- What to do
In the listing that follows, how many lines have the word "main" in them? Give only the number.

━━ Excerpted data

PR #6573, opened 2025-05-31
Add io.github.pieterdd.StretchBreak

pieterdd:

- [x] Please describe the application briefly. **Tool to help you take regular breaks from using your computer**
- [x] I am an _(please write whichever is applicable)_ **author** to the project.

https://github.com/user-attachments/assets/233896df-3e92-405a-a0e5-4ada0edbc717

(You're also seeing the accompanying GNOME Shell extension in action here, which I assume cannot be packaged as part of the Flatpak archive.)

### DIFF
--- a/io.github.pieterdd.StretchBreak.yaml
+++ b/io.github.pieterdd.StretchBreak.yaml
@@ -1,0 +1,40 @@
+id: io.github.pieterdd.StretchBreak
+runtime: org.gnome.Platform
+runtime-version: '48'
+sdk: org.gnome.Sdk
+sdk-extensions:
+- org.freedesktop.Sdk.Extension.rust-stable
+command: stretch-break
+finish-args:
+- "--share=ipc"
+- "--socket=fallback-x11"
+- "--socket=wayland"
+- "--socket=pulseaudio"
+- "--device=dri"
+- "--env=G_MESSAGES_DEBUG=none"
+- "--env=RUST_BACKTRACE=1"
+- "--talk-name=org.gnome.Mutter.IdleMonitor"
+- "--talk-name=org.freedesktop.ScreenSaver"
+- "--talk-name=org.kde.ScreenSaver"
+modules:
+  - name: stretch-break
+    buildsystem: simple
+    build-options:
+      append-path: "/usr/lib/sdk/rust-stable/bin"
+      env:
+        CARGO_HOME: "/run/build/stretch-break/cargo"
+    build-commands:
+    - cargo --offline fetch --manifest-path Cargo.toml --verbose
+    - cargo --offline build --release --verbose
+    - install -Dm755 ./target/release/stretch-break /app/bin/stretch-break
+    - install -Dm644 meta/logo-color-16x16.png /app/share/icons/hicolor/16x16/apps/io.github.pieterdd.StretchBreak.png
+    - install -Dm644 meta/logo-color-32x32.png /app/share/icons/hicolor/32x32/apps/io.github.pieterdd.StretchBreak.png
+    - install -Dm644 meta/logo-color-128x128.png /app/share/icons/hicolor/128x128/apps/io.github.pieterdd.StretchBreak.png
+    - install -Dm644 -t /app/share/applications/ meta/io.github.pieterdd.StretchBreak.desktop
+    - install -Dm644 -t /app/share/metainfo/ meta/io.github.pieterdd.StretchBreak.metainfo.xml
+    - install -Dm644 meta/io.github.pieterdd.StretchBreak.Core.service-flatpak /app/share/dbus-1/services/io.github.pieterdd.StretchBreak.Core.service
+    sources:
+    - type: git
+      url: https://github.com/pieterdd/StretchBreak
+      tag: initial-flatpak
+    - "cargo-sources.json"
--- a/.gitignore
+++ b/.gitignore
@@ -1,0 +1,2 @@
+/.flatpak-builder
+/repo
--- a/README.md
+++ b/README.md
@@ -1,0 +1,7 @@
+# Flatpak manifest for [Stretch Break](https://github.com/pieterdd/StretchBreak/)
+
+### Build instructions
+- In case of Rust dependency changes, get [flatpak-cargo-generator](https://pypi.org/project/flatpak-cargo-generator/), then execute `flatpak-cargo-generator /path/to/code/repo/Cargo.lock -o /path/to/manifest/repo/cargo-sources.json`.
+- Run `./flatpak-build.sh` to do a local test build. This script is not used by Flathub's build system.
+
+Note that the GNOME Shell extension will have to be installed separately.
--- a/cargo-sources.json
+++ b/cargo-sources.json
@@ -1,0 +1,4142 @@
+[
+    {
+        "type": "archive",
+        "archive-type": "tar-gzip",
+        "url": "https://static.crates.io/crates/CoreFoundation-sys/CoreFoundation-sys-0.1.4.crate",
+        "sha256": "d0e9889e6db118d49d88d84728d0e964d973a5680befb5f85f55141beea5c20b",
+        "dest": "cargo/vendor/CoreFoundation-sys-0.1.4"
+    },
+    {
+        "type": "inline",
+        "contents": "{\"package\": \"d0e9889e6db118d49d88d84728d0e964d973a5680befb5f85f55141beea5c20b\", \"files\": {}}",
+        "dest": "cargo/vendor/CoreFoundation-sys-0.1.4",
+        "dest-filename": ".cargo-checksum.json"
+    },
+    {
+        "type": "archive",
+        "archive-type": "tar-gzip",
+        "url": "https://static.crates.io/crates/IOKit-sys/IOKit-sys-0.1.5.crate",
+        "sha256": "99696c398cbaf669d2368076bdb3d627fb0ce51a26899d7c61228c5c0af3bf4a",
+        "dest": "cargo/vendor/IOKit-sys-0.1.5"
+    },
+    {
+        "type": "inline",
+        "contents": "{\"package\": \"99696c398cbaf669d2368076bdb3d627fb0ce51a26899d7c61228c5c0af3bf4a\", \"files\": {}}",
+        "dest": "cargo/vendor/IOKit-sys-0.1.5",
+        "dest-filename": ".cargo-checksum.json"
+    },
+    {
+        "type": "archive",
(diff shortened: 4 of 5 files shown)


io.github.pieterdd.StretchBreak.metainfo.xml
hfiguiere, line 1: This file should be (submitted and managed) upstream.

io.github.pieterdd.StretchBreak.metainfo.xml
```diff
@@ -0,0 +1,69 @@
...
+
+  <branding>
+    <color type="primary" scheme_preference="light">#ebd1d1</color>
+    <color type="primary" scheme_preference="dark">#420925</color>
+  </branding>
+
+  <screenshots>
+    <screenshot type="default">
+      <image>
+        https://raw.githubusercontent.com/pieterdd/StretchBreak/main/docs/mainWindow.png
```
hfiguiere, line 24: Screenshot URL should never reference the tip of a branch because it is no immutable.

io.github.pieterdd.StretchBreak.yaml
```diff
@@ -0,0 +1,45 @@
...
+finish-args:
+- "--share=ipc"
+- "--share=network"
+- "--socket=fallback-x11"
+- "--socket=wayland"
+- "--socket=pulseaudio"
+- "--device=dri"
+- "--env=G_MESSAGES_DEBUG=none"
+- "--env=RUST_BACKTRACE=1"
+- "--own-name=io.pieterdd.StretchBreak.Core"
```
hfiguiere, line 17: you should use upstream a name that matches the app-id. D-Bus as similar namespacing requirements where one doesn't simply take a random name. Then there is no need to `own-name`

io.github.pieterdd.StretchBreak.metainfo.xml
pieterdd: Moved it.

io.github.pieterdd.StretchBreak.metainfo.xml
pieterdd: Replaced with permalink.

io.github.pieterdd.StretchBreak.yaml
```diff
@@ -0,0 +1,45 @@
...
+  - name: stretch-break
+    buildsystem: simple
+    build-options:
+      append-path: "/usr/lib/sdk/rust-stable/bin"
+      env:
+        CARGO_HOME: "/run/build/stretch-break/cargo"
+    build-commands:
+    - cargo --offline fetch --manifest-path Cargo.toml --verbose
+    - cargo --offline build --release --verbose
+    - mkdir -p /app/bin
```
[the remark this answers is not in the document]
pieterdd: Fixed.

io.github.pieterdd.StretchBreak.yaml
```diff
@@ -0,0 +1,45 @@
...
+    - install -Dm755 ./target/release/stretch-break /app/bin/stretch-break
+    - strip -s /app/bin/stretch-break
```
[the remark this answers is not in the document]
pieterdd: Fixed.

pieterdd:
Forgot to actually push, sorry.

hfiguiere:
bot, build

pieterdd:
Corrected a typo in the D-Bus service file, since it pointed to `/usr/bin/stretch-break` instead of `/app/bin/stretch-break`.

io.github.pieterdd.StretchBreak.yaml
```diff
@@ -0,0 +1,43 @@
...
+    - cargo --offline fetch --manifest-path Cargo.toml --verbose
+    - cargo --offline build --release --verbose
+    - install -Dm755 ./target/release/stretch-break /app/bin/stretch-break
+    - install -Dm644 meta/logo-color-16x16.png /app/share/icons/hicolor/16x16/apps/io.github.pieterdd.StretchBreak.png
+    - install -Dm644 meta/logo-color-32x32.png /app/share/icons/hicolor/32x32/apps/io.github.pieterdd.StretchBreak.png
+    - install -Dm644 meta/logo-color-128x128.png /app/share/icons/hicolor/128x128/apps/io.github.pieterdd.StretchBreak.png
+    - install -Dm644 -t /app/share/applications/ meta/io.github.pieterdd.StretchBreak.desktop
+    - install -Dm644 -t /app/share/metainfo/ meta/io.github.pieterdd.StretchBreak.metainfo.xml
+    - install -Dm644 -t /app/share/dbus-1/services/ meta/io.github.pieterdd.StretchBreak.Core.service
+    - sed -i 's|/usr/bin/stretch-break|/app/bin/stretch-break|g' /app/share/dbus-1/services/io.github.pieterdd.StretchBreak.Core.service
```
hfiguiere, line 38: thing is this should be dealt with the upstream build system and even `/usr` is never the default prefix. This would include installing all the above. There are many GNOME application in Rust that build with meson.

io.github.pieterdd.StretchBreak.yaml
```diff
@@ -0,0 +1,43 @@
...
+- "--socket=fallback-x11"
+- "--socket=wayland"
+- "--socket=pulseaudio"
+- "--device=dri"
+- "--env=G_MESSAGES_DEBUG=none"
+- "--env=RUST_BACKTRACE=1"
+- "--talk-name=org.gnome.Mutter.IdleMonitor"
+- "--talk-name=org.freedesktop.ScreenSaver"
+- "--talk-name=org.kde.ScreenSaver"
+- "--talk-name=org.freedesktop.Notifications"
```
bbhtt: notifications don't go through the portal?

io.github.pieterdd.StretchBreak.yaml
```diff
@@ -0,0 +1,43 @@
...
+- "--share=network"
+- "--socket=fallback-x11"
+- "--socket=wayland"
+- "--socket=pulseaudio"
+- "--device=dri"
+- "--env=G_MESSAGES_DEBUG=none"
+- "--env=RUST_BACKTRACE=1"
+- "--talk-name=org.gnome.Mutter.IdleMonitor"
+- "--talk-name=org.freedesktop.ScreenSaver"
+- "--talk-name=org.kde.ScreenSaver"
```
bbhtt, line 18: what are these for?

io.github.pieterdd.StretchBreak.yaml
```diff
@@ -0,0 +1,43 @@
+id: io.github.pieterdd.StretchBreak
+runtime: org.gnome.Platform
+runtime-version: '48'
+sdk: org.gnome.Sdk
+sdk-extensions:
+- org.freedesktop.Sdk.Extension.rust-stable
+command: stretch-break
+finish-args:
+- "--share=ipc"
+- "--share=network"
```
bbhtt: what is network for?

io.github.pieterdd.StretchBreak.yaml
```diff
@@ -0,0 +1,43 @@
...
+- "--socket=fallback-x11"
+- "--socket=wayland"
+- "--socket=pulseaudio"
```
bbhtt, line 12: what is sound for?

io.github.pieterdd.StretchBreak.yaml
pieterdd: Meson is not a good fit for me, it's way too complex for what I need. If you really don't want this in the Flatpak build, I'll make a separate file with the Flatpak path in the upstream repo.

io.github.pieterdd.StretchBreak.yaml
pieterdd: Idle detection. The break countdown resets if you're idle long enough. The library that does the idle detection gets its information from `org.gnome.Mutter.IdleMonitor.GetIdletime`, `org.freedesktop.ScreenSaver.GetActiveTime` and a few other fallback places as shown [here](https://github.com/pieterdd/user-idle2-rs/blob/master/src/linux_dbus_impl.rs).

io.github.pieterdd.StretchBreak.yaml
pieterdd: Must've slipped in when copy/pasting from another manifest. I'll remove it.

io.github.pieterdd.StretchBreak.yaml
pieterdd: At the end of breaks, a notification sound is played since the user is probably not looking at their screen during the break.

io.github.pieterdd.StretchBreak.yaml
pieterdd: I call `org.freedesktop.Notifications.Notify` to create and `org.freedesktop.Notifications.CloseNotification` to revoke previously created notifications. When I remove this `--talk-name` line, I don't see any notification.

bbhtt: are you manually handling that or using some lib? something libnotify based would use the portal for example and would not need the permission

io.github.pieterdd.StretchBreak.yaml
bbhtt: is using the portal interface possible? https://flatpak.github.io/xdg-desktop-portal/docs/doc-org.freedesktop.portal.Inhibit.html

io.github.pieterdd.StretchBreak.yaml
pieterdd: I had a problem with a library where it would not trigger notifications in certain conditions, so I started doing a `notify-send` call instead. Later I noticed a problem withdrawing the notification using CloseNotification when running from the Flatpak container, at which point I switched to doing `gdbus` calls for both Notify and CloseNotification.

I'll check if it works with libnotify.

io.github.pieterdd.StretchBreak.yaml
pieterdd: From what I can tell, it doesn't provide access to the same information. I'd need a way to retrieve the number of idle seconds since last keyboard/mouse input.

io.github.pieterdd.StretchBreak.yaml
pieterdd: It does. I've removed the now-obsolete permission.

bbhtt:
bot, build

bbhtt:
I don't see a LICENSE or COPYING file in https://github.com/pieterdd/StretchBreak the metainfo says it is GPL3+

pieterdd:
Confirmed GPLv3 license at https://github.com/pieterdd/StretchBreak/blob/main/LICENSE.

━━━━

- Exercise result
2